Aim: The aim of this study was to investigate the long-term outcome of six children with persistent hyperinsulinemic hypoglycemia of infancy (PHHI) after pancreatectomy who have been followed since 1990 at the Riyadh Military Hospital, Riyadh, Kingdom of Saudi Arabia.
Patients and methods: Data from six patients were retrospectively analyzed from chart review. PHHI was diagnosed on the basis of having high-insulin levels and low-glucose levels and a high insulin-to-glucose ratio. Lactate, pyruvate, ammonia, and urinary organic acid levels were recorded and tandem mass spectrometry screening was performed. The patients were assessed radiologically by MRI of the brain and by ultrasound examination of the abdomen. Patients who failed medical therapy underwent near-total pancreatectomy.
Results: Hypoglycemic convulsion was the most common presenting complaint. None of the patients responded to medical treatment and thus underwent surgery. Two patients still had hypoglycemic episodes after surgery, requiring medical treatment. However, they underwent subsequent surgery because of unresponsiveness to medical therapy. Three patients developed diabetes. None of them had malabsorption, and two patients later developed epilepsy.
Conclusion: The earlier the age at diagnosis, the better the neurological outcome. Delayed surgery might be associated with higher risk of development of diabetes. Near-total (90–95%) pancreatectomy is the treatment of choice for PHHI not responsive to medical treatment.

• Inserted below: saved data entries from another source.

PR #3978, opened 2026-02-19
fix: reporting remote nodes number

cmeesters:
When passing `-j unlimited`, workflow.py reports `Provided remote nodes: 9223372036854775807` (this number happens to be my `sys.maxsize`. This is rather confusing. Hence, this PR which in this case just reports `The number of remote nodes is set to be unlimited.`. Hope that is fine. There are no additional tests or documentation setting necessary.

## Summary by CodeRabbit

* **Bug Fixes**
  * Improved logging clarity for remote execution by displaying "unlimited" when node allocation is unrestricted, and specific numeric values otherwise.

### DIFF
--- a/src/snakemake/workflow.py
+++ b/src/snakemake/workflow.py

Department of Pediatric Surgery, Riyadh Military Hospital, Riyadh, Kingdom of Saudi Arabia
Correspondence to Mohammed Al Onazi, Consultant, Department of Pediatric Surgery, Riyadh Military Hospital, Riyadh, Kingdom of Saudi Arabia Tel: +966 505466625; fax: +966 505466625; e-mail: email@example.com
Received June 14, 2011
Accepted July 24, 2011
Persistent hyperinsulinemic hypoglycemia of infancy (PHHI), formally known as nesidioblastosis, is a glucose metabolic disorder characterized by hypoglycemia and inappropriate secretion of insulin 1. The disease includes focal and diffuse forms, both of which have a similar clinical presentation. Its incidence in the general population is one of 50 000 live births 2, but in areas with high-consanguineous unions the incidence may be as high as one of 2500 live births 3. The familial form may be caused by autosomal recessive or dominant defects in the sulfonylurea receptor gene 4, the potassium inward-rectifying receptor (Kir6.2) gene 5, the glutamate dehydrogenase gene 6, or the glucokinase gene 7. The chromosome involved is 11p14-15.1. Babies with PHHI run a high risk of severe neurologic damage secondary to severe hypoglycemia unless immediate and adequate steps are taken 8. These steps should include high-glucose infusion and medical treatment with diazoxide, octreotide (somatostatin analog), and nifedipine. However, surgery should be considered if medical treatment is not successful 9.
Patients and methods
We have retrospectively analyzed the charts of six children at Riyadh Military Hospital, Riyadh. They were diagnosed with PHHI in 1990. Four children (three girls and one boy) belonged to the familial group and two were in the sporadic group. The disease was diagnosed on the basis of high-insulin levels, low-glucose levels, and a high insulin-to-glucose ratio. All patients underwent assessment of lactate, pyruvate, and ammonia levels, as well as growth hormone, cortisol, and thyroid hormones. Urinary organic acid screening and tandem mass spectrometry were also performed. Radiological assessment was made by MRI of the brain and by ultrasound examination of the abdomen. Our management policy was to maintain blood sugar level at more than 70 mg/dl (3.88 mmol/l). Medical therapy included diazoxide (maximum dose: 25 mg/kg/day) and octreotide (maximum dose: 40 mg/kg/day), glucagon injection (as required) and intravenous glucose infusion (15 mg/kg/min). If medical therapy as initial management failed (lack of response), the patient was subjected to near-total (90–95%) pancreatectomy. Surgery was performed by an open technique. Blood sugar was monitored frequently postoperatively. If the patient remained hypoglycemic (blood glucose<2 mmol/l), medical therapy was started. Glucose infusion was continued and adjusted according to blood sugar levels.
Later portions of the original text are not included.